Au crédit de Solberg, la collection est nettement erratique et individualisée, alternant à volonté entre compositions lourdes et douces plutôt que de privilégier un sens clair de cohésion. Comme on pouvait s’y attendre, cependant, il démarre avec l’un de leurs morceaux les plus magnifiquement frénétiques de tous les temps, « Running Low ». Une seule note de piano grave et des cordes sombres entourent la marque de fabrique de Solberg qui hurle la plus angoissante, créant un suspense exquis. Honnêtement, il se surpasse en termes de portée et d’adaptabilité au cours de ces couplets tendus, avec des rugissements vraiment surprenants – aux côtés de l’instrumentation macabre et classique – incarnant son sang-froid exaspéré. Cette formule brille encore plus une fois qu’elle est contrastée par le refrain relativement accrocheur et accueillant. Ainsi, « Running Low » est un affichage savamment polarisé des caractéristiques prisées du groupe.
De toute évidence, le même genre de ferveur désemparée imprègne de nombreuses autres chansons, comme la « Silhouette » pleine d’entrain (dont les chants d’accompagnement et la syncope frénétique et le jeu de guitare le rendent intimidant et passionné). Il y a aussi le dynamisme stimulant de « The Silent Revelation » – qui est particulièrement lyrique et malléable – et l’indignation désespérée mais accrocheuse de « The Shadow Side ». Quant au plus proche « Nighttime Disguise », il est magnifiquement dissonant grâce à sa voix montante et à la fusion des styles djent et classique. Comme « Running Low », il voit l’ensemble de l’ensemble se pousser plus loin que jamais en termes de tempérament fluide et de savoir-faire méticuleux.
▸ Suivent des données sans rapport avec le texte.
PR #95, opened 2021-12-17
Bump syn version to 1.0.82

chenwainuo:
Hey team, is it possible to bump syn version to 1.0.82

This is to make syn compatible with Anchor's syn version so mango can be easily added to any Anchor project's dependencies.

If not that's OK too, I will keep using my own fork

### DIFF
--- a/mango-macro/Cargo.toml
+++ b/mango-macro/Cargo.toml
@@ -7,7 +7,7 @@ edition = "2018"
 proc-macro = true
 
 [dependencies]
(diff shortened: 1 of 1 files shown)


dafyddd:
I think I hardcoded syn to 1.0.74 because increasing it broke something in the past. I'll try again

dafyddd:
Ok added to v3.3.0 and deployed to devnet; if all is well this will go to mainnet soon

Bien que pratiquement chaque pièce contienne au moins quelques exemples de mélancolie aggravée, certaines s’appuient largement sur les tendances plus calmes et plus patientes du quintette. Par exemple, « Out of Here » est essentiellement clairsemé et introspectif, utilisant des percussions programmées et des lignes de guitare réfléchies pour compléter ses mélodies angéliques et ses paroles effacées (« Oublier comment respirer / Je n’ai pas quitté cette chambre depuis trois ans / Construit mon la vie en dessous / Couches de larmes séchées »). De même, « All the Moments » repose principalement sur de faibles accords de piano, des frappes de violoncelle lugubres et des rythmes contemplatifs, tandis que « On Hold » et « Castaway Angels » sont construits autour d’harmonies et d’atmosphères vocales pulpeuses. (Ce dernier ajoute même quelques cordes de guitare acoustique, ce qui est une belle touche.).
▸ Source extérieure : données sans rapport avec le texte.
PR #96, opened 2021-12-18
setting timeout for pyth conf filter to 60s

godmodegalactus:
, so that if the confidence of price is low for a long time we get latest price every minute


dafyddd:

Comment Aphélie cela se serait passé si les choses s’étaient déroulées comme prévu, on ne le saura jamais, mais il est difficile d’imaginer que ce soit mieux qu’aujourd’hui. Bien que ce soit peut-être un peu plus cohérent et exaltant que Pièges-mais un peu moins intemporelle que Malina– cela correspond plus ou moins aux deux comme un aperçu gracieusement volatile du traumatisme et du triomphe. Cela prouve une fois de plus que très peu de Lépreux‘ les pairs peuvent se rapprocher de leur chagrin d’amour merveilleusement équilibré, et aucun ne le fait mieux.